Abuja (AFP) – Nigerian President Muhammadu Buhari announced an investigation Monday into the procurement of weapons and equipment for the military over the past eight years, as part of a crackdown on corruption.
His spokesman Femi Adesina said in a statement national security adviser Babagana Monguno had launched a committee to “identify irregularities and make recommendations for streamlining the procurement process”.
“The establishment of the investigative committee is in keeping with President Buhari’s determination to stamp out corruption and irregularities in Nigeria’s public service,” Adesina said.
“It comes against the background of the myriad of challenges that the Nigerian armed forces have faced in the course of ongoing counter-insurgency operations in the northeast, including the apparent deficit in military platforms with its attendant negative effects of troops’ morale.”
Malpractice under past administrations had often resulted in the acquisition of “sub-standard and unserviceable equipment,” he said.
Since taking office in May after being elected on an anti-corruption ticket, Buhari has dismissed his entire military top brass and sacked key officials of the country’s giant NNPC oil firm in a bid to clamp down on graft.
His victory triggered a wave of optimism for oil-rich Nigeria, which has Africa’s biggest population and economy but many deep and seemingly intractable problems.
Nigeria is fighting a six-year insurgency by Boko Haram jihadists in the northeast which has seen the deaths of more than 15,000 people and at least 1.5 million displaced.
The military has long argued that it is hampered by a lack of weaponry, and Buhari warned Washington last month that a US refusal to arm his troops because of “so-called human rights violations” was helping Boko Haram.

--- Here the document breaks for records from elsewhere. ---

PR #644, opened 2020-03-27
(fix): change plugin order to make styled-components/macro work

agilgur5:
- if babel-plugin-macros is first, macros get applied first
  - babel-plugin-styled-components says it should be placed first, but
    unfortunately all user plugins are added after TSDX plugins
    - unknown how changing this ordering could impact lots of code out
      there, but could be very breaking.
      - moving to a preset instead would mean this is more in user
        control
  - but we can change it so macros are added first and so one can use
    styled-components/macro instead as a workaround

- based on babel-plugin-styled-component's code, docs, and output in
  detail, I think its ordering conflict may be with
  babel-plugin-annotate-pure-calls, which so happens to be the first
  plugin in babelPluginTsdx
  - maybe this should be last given that other plugins can change
    functions etc

(test): update styled-component template tag test to reflect the
slightly different tag due to the usage of the macro

(fix/test): comment removal should use toBeFalsy, not toBeTruthy,
since it's removed
- this was a bug I introduced when adding the grep helper; just added
  it the same everywhere but this was the one place that was testing
  to get an error code
  - fix the comment so it doesn't say error code anymore either
  - since this test was skipped, I didn't pick up that it was wrong
    until it ran now

Workaround for #543 

Should go out in a minor since it's possible changing the order of this one plugin could break some things, but highly unlikely

### DIFF
--- a/test/integration/tsdx-build-withBabel.test.ts
+++ b/test/integration/tsdx-build-withBabel.test.ts
@@ -19,19 +19,22 @@ describe('integration :: tsdx build :: .babelrc.js', () => {
     const output = execWithCache('node ../dist/index.js build');
     expect(output.code).toBe(0);
 
-    // from styled.h1` to styled.h1(
-    const matched = grep(/styled.h1\(/, ['dist/build-withbabel.*.js']);
+    // from styled.h1` to styled.h1.withConfig(
+    const matched = grep(/styled.h1.withConfig\(/, [
+      'dist/build-withbabel.*.js',
+    ]);
     expect(matched).toBeTruthy();
   });
 
-  // TODO: make this test work by allowing customization of plugin order
-  it.skip('should remove comments in the CSS', () => {
+  // TODO: make styled-components work with its Babel plugin and not just its
+  // macro by allowing customization of plugin order
+  it('should remove comments in the CSS', () => {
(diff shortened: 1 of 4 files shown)


zebapy:
Is this going to get merged? What's holding it back?

agilgur5:
@zebapy per the PR description, label, and milestone, it's a breaking change and will go out in v0.14.0

test/integration/tsdx-build-withBabel.test.ts
```diff
@@ -19,19 +19,22 @@ describe('integration :: tsdx build :: .babelrc.js', () => {
...
+    // from styled.h1` to styled.h1.withConfig(
+    const matched = grep(/styled.h1.withConfig\(/, [
+      'dist/build-withbabel.*.js',
+    ]);
     expect(matched).toBeTruthy();
   });
 
-  // TODO: make this test work by allowing customization of plugin order
-  it.skip('should remove comments in the CSS', () => {
+  // TODO: make this test work with the babel-plugin and not just the macro
```
agilgur5, line 29: Babel plugin for consistency

agilgur5 (commented):
One nit, otherwise seems good to go if all tests pass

The US has vowed to help Nigeria defeat the insurgency but it is prohibited under law from sending weapons to countries that fail to tackle human rights abuses.
Buhari’s office said on August 7 the government would step up domestic arms manufacture for the military to cut its reliance on foreign weaponry in its fight with the insurgency.
UN chief Ban Ki-moon, speaking in Abuja on Monday, hailed Nigeria’s “greater stability and peace” under its new leader as he commemorated a deadly attack on the global body by Boko Haram militants in 2011 .
Boko Haram’s brutality and in particular the mass kidnapping and enslavement of schoolgirls has shocked world opinion, but Nigeria’s own security forces also face criticism.
In June, rights watchdog Amnesty International said there was sufficient evidence to launch an investigation into senior Nigerian officers for war crimes.